Yesterday I was helping Jim with a model for predicting non-profit registration by county, and a little problem came up about how to explain some data. He had found a really strong relation, ran the model, and made a pretty choropleth of the results. But the legend had entries like "-0.500 standard deviation to 0.500 standard deviation". And the underlying data had been log transformed. He didn't have time to rebuild all of his maps, so I was asked this question: "What do I tell them this means?"

Good question! Log transformation of data is a common technique to deal with several problems: typically anything where the scatterplot of a relationship look log-normal, "looks like an exponential curve", has "too long" of a rightward tail, or numerous other things. I will leave aside the question of whether the log transform is the right one in a particular instance, and proceed directly to today's (well, yesterday's) question:

When analyzing the residual deviations after the model is fit, what does the deviation of the log of the variable of interest mean? And make it friendly, statistics guy!

Well... ouch. I don't like the implication of "y'all are hard to understand". But then again, a lot of people feel that way, and that's why analysts are paid to be analysts. So what to do? What do "regular people" want to see, that is also a good representation of the reality?

Percent deviation from predicted.

And here's what they don't want to hear (but you want to do):

• If you have "standardized residuals" (how very statistical of you!), first multiply by the RMSE to get actual deviations.
• Take the exponent of the deviations, and respect the sign of the deviation! 
• Now you have the ratio of measured over predicted.
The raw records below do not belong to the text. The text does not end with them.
PR #96, opened 2017-01-16
MLIBZ-1614: User Discovery

thomasconner:
#### Description
This PR adds the ability to discover users using the SDK.

#### Changes
- Override the `find()` function in the `UserStore` class to use the user discover api.
- Add a static `find()` function to the `User` class that proxy calls to the `UserStore`.
- Default all options to an empty object on the `User` class. Fixes MLIBZ-1579.
- Add unit tests for user discovery.

### DIFF
--- a/src/datastore/src/userstore.js
+++ b/src/datastore/src/userstore.js
@@ -1,5 +1,6 @@
 import { AuthType, RequestMethod, KinveyRequest } from '../../request';
 import { KinveyError } from '../../errors';
+import { KinveyObservable, isDefined } from '../../utils';
 import NetworkStore from './networkstore';
 import Promise from 'es6-promise';
 import url from 'url';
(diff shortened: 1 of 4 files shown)


src/datastore/src/userstore.js
```diff
@@ -33,6 +35,54 @@ class UserStore extends NetworkStore {
...
+   * @param {Query} [query] Query used to filter entities.
+   * @param {Object} [options] Options
+   * @param {Boolean} [options.discover] Discover users.
+   * @return {Observable} Observable.
+   */
+  find(query, options = {}) {
+    // If `options.discover`, use
+    // [User Discovery](http://devcenter.kinvey.com/guides/users#lookup)
+    // instead of querying the user namespace directly.
+    if (options.discover === true) {
```
tejasranade: @thomasconner Why are we overloading the `user.find` method? On iOS and Xamarin, for example, we have a separate method called `User.lookup()`. Since the REST API used for lookup is different, I'd prefer if we separated the methods. 
Btw, what is `find()` on users supposed to do? If it's a supported operation, we need unit tests to cover the expected result.

src/entity/src/user.js
```diff
@@ -889,13 +889,25 @@ export default class User {
...
 
   /**
+   * Find users.
+   *
+   * @param {Query} [query] Query used to filter entities.
+   * @param {Object} [options] Options
+   * @param {boolean} [options.discover] Discover users.
+   * @return {Observable} Observable.
+   */
+  static find(query, options = {}) {
```
tejasranade: Same comment as about `find` vs `lookup`. Also a side note - it's probably easier for us to be prescriptive about the methods that devs should use - i.e. we either expose this on `UserStore` or `User`. Maintaining both seems redundant and unnecessary overhead.

thomasconner: The `UserStore` extends the `NetworkStore` which provides some implementation that would otherwise be duplicated in the `User` class. However, I think at this point we should just expose the `User` class that is used to proxy the calls to the `UserStore` class.

src/datastore/src/userstore.js
thomasconner: In 1.x the [lookup](https://github.com/Kinvey/js-sdk/blob/1.x/src/core/user.js#L566) was performed using `user.find`. I think it makes more sense to separate it out but this is why I did it this way.

As for what a find does on the user collection, I assume it performs a find like it would on any other collection. Again looking at 1.x you will see that it contains code to perform a regular find. https://github.com/Kinvey/js-sdk/blob/1.x/src/core/user.js#L581.

thomasconner: Since this a `super` call to the implementation for `find()` on the `NetworkStore` do we need separate unit tests for the `UserStore`? The only change would be that the `pathname` is overridden. We could need 1 unit test to check this.

src/entity/src/user.js
tejasranade: That makes sense, as long as we do it consistently for all `UserStore` calls, and also deprecate the currently documented ones until devs switch over.

src/datastore/src/userstore.js
tejasranade: If you agree that separating the two methods them makes sense, let's do it. I think it reduces confusion for the end user, and it's better to be consistent with other v3 SDKs as compared to JS v1.

The unit test on `find()` was to clearly define what the expected behavior is (if we say `find` is a supported method on the `UserStore`). I suspect there's at least some difference in how it behaves on users vs data, but I'm not sure either.

src/entity/src/user.js
```diff
@@ -889,13 +889,35 @@ export default class User {
   }
 
   /**
+   * Find users.
+   *
+   * @param {Query} [query] Query used to filter entities.
+   * @param {Object} [options] Options
+   * @return {Observable} Observable.
+   */
+  static find(query, options = {}) {
```
tejasranade: Let's remove this until we know what we're expecting.

PR #102, opened 2017-02-01
MLIBZ 1602: Remove password (hashes) from locally stored User object

thomasconner:
#### Description
This PR removes sensitive data from locally stored user objects.

#### Changes
- Delete password from data returned from API calls for `login()` and `me()`
- Delete password from data stored for active user
- Update related unit tests


tejasranade:
Turns out, this issue was logged incorrectly. The password is not being locally stored at all. The reporter (Ivo) mistook the authToken for the credentials. 
Regardless, the change in the PR is an additional safety check and the unit test applies.

PR #481, opened 2019-08-21
fix: getter is deprecated

bradmartin:
#### Description
utils.ios.getter was deprecated in NativeScript.

#### Changes
- Removed getter method and unused import.


bradmartin:
@thomasconner any chance of a bug release soon for the kinvey-nativescript-sdk? I believe the current published version is still using an old version of background-http and my logs are cluttered with `getter is deprecated` messages.

thomasconner:
@bradmartin Yes we are getting close to making a new release.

If it's greater than 1, the subtract one and multiply by 100 to get the percent "high". If it's less than one, then subtract the ratio from one and multiply by 100 to get the percent low.

Use those numbers for your labels, don't explain the funky transformation details to a lay audience, and enjoy the lack of flustered puzzlement on the audiences faces!

Example, just for practice:
Say your RMSE is 0.5. Then one deviation high (positive) is e to the 0.2: about 1.65; and one deviation low is e to the -0.5: about .61.

So one up is about 65% high, and one down is about 39% low.

One additional note here: symmetrical percent bands, like 10% to 40%  high or low, will be misleading because the "high" band is actually expected to have smaller counts than the "low" band if a log model is correct. But this is the way that people have become accustomed to having data presented, and people think of it as "fair", despite this potential bias.